• **Recorded data**
Start of Block
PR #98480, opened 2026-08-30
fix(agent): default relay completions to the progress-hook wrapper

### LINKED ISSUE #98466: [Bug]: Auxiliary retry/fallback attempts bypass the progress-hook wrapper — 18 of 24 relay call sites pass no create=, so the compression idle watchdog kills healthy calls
End of Block
From the first line to the last, transcribe the listing exactly.

• **Written response**
PR #98480, opened 2026-08-30
fix(agent): default relay completions to the progress-hook wrapper

### LINKED ISSUE #98466: [Bug]: Auxiliary retry/fallback attempts bypass the progress-hook wrapper — 18 of 24 relay call sites pass no create=, so the compression idle watchdog kills healthy calls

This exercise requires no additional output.